Monday, October 3, 2011

Supplimental Issues for What's not Good

I have revised this to make the situation clearer, Back To Baking Bacon Bread, which was pretty tasty. I will leave the rest below because there are some ideas I may want to revisit.


The issue of what is the more appropriate initial value should be used for assumed linear extrapolation of surface temperature needs to be clarified.

From my perspective the greenhouse ratio would be 33K/(288-255)K. This produces a value of one equivalent with the initial value of the greenhouse or atmospheric effect. Optionally, 33K/(288-33) or 33/255 is proposed.
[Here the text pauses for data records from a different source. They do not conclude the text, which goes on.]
PR #2051, opened 2023-10-26
masp: move to native VP

### LINKED ISSUE #1924: Native VPs should account for cpu cycles spent during validation
>Just as a note, I think this pattern should be shared across all native vps given the impossibility of tracking their execution at runtime. If a native vp is computationally expensive (access to storage are already correctly tracked though host functions, so no need to care about them) we should extract the complex part out to a host function to which we can assign a gas cost

_Originally posted by @grarco in https://github.com/anoma/namada/issues/1923#issuecomment-1731092440_

juped:
## Describe your changes

Closes #1924.

Moves the masp vp to native. Removes the now useless host env for masp validation and updates gas accounting and cost. Updated the masp vp benchmarks.

commit 3a0ecd89e8bfea1ca1eda7887d562666674a41d8 (v0.25.0)


benches/vps.rs
```diff
@@ -466,94 +463,5 @@ fn vp_validator(c: &mut Criterion) {
     group.finish();
 }
 
-fn vp_masp(c: &mut Criterion) {
```
grarco, line 469: We should move this benchmark to `benches/native_vps`

shared/src/ledger/native_vp/masp.rs
```diff
@@ -0,0 +1,296 @@
...
+            Some(Ordering::Greater) => {
+                tracing::debug!(
+                    "Transaction fees cannot be paid inside MASP transaction."
+                );
+                return Ok(false);
+            }
+            _ => {}
+        }
+        // Verify the proofs.
+        Ok(verify_shielded_tx(&shielded_tx))
```
grarco, line 288: It would be nice to benchmark this function because I think this is the most computationally expensive one and charge some gas before calling it in here

grarco:
https://github.com/anoma/namada/blob/3a0ecd89e8bfea1ca1eda7887d562666674a41d8/shared/src/vm/wasm/host_env.rs#L132

I believe we don't need this host fn anymore

sdk/src/signing.rs
```diff
@@ -277,8 +277,16 @@ pub async fn aux_signing_data<'a>(
             Some(AccountPublicKeysMap::from_iter(public_keys.clone())),
             1u8,
         ),
-        Some(owner @ Address::Internal(_)) => {
-            return Err(Error::from(TxError::InvalidAccount(owner.encode())));
+        Some(owner @ Address::Internal(internal)) => {
+            match internal {
+                // TODO use sentinel?
```
grarco, line 282: I don't think we need a signature on the transaction at all if the source is the MASP cause no VP would check it anyway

This implies and initial ratio of 0.129 and changes to that ratio may provide a better approximation.

Comparing the two, a ten percent change in temperature would be 36.3/(288-255) or 10% increase. In the other case,36.3/255=0.142, then 0.142/0.129=10%, my method just reduces a step.

The question can this be used for determining a climate sensitivity to the change in CO2, it could not be. It would be an estimate for the change in climate due to a sensitivity of forcing at the surface only. In the atmosphere, the procedure would be used as a change in sensitivity for the atmosphere only.

A second question would be when using the ratio for combined fluxes if the ratio should include adjustments for the nonlinear relationships. For a small change the linear assumption should be fine, but at what point would the approximation produce significant error?

By assigning temperatures to the flux change in Era based on S-B, a 10% change in Era would result in 10.6% change in temperature. So there is error due to non-linearity, whether that error is acceptable for the situation would depend on the purpose of the estimation. Huh?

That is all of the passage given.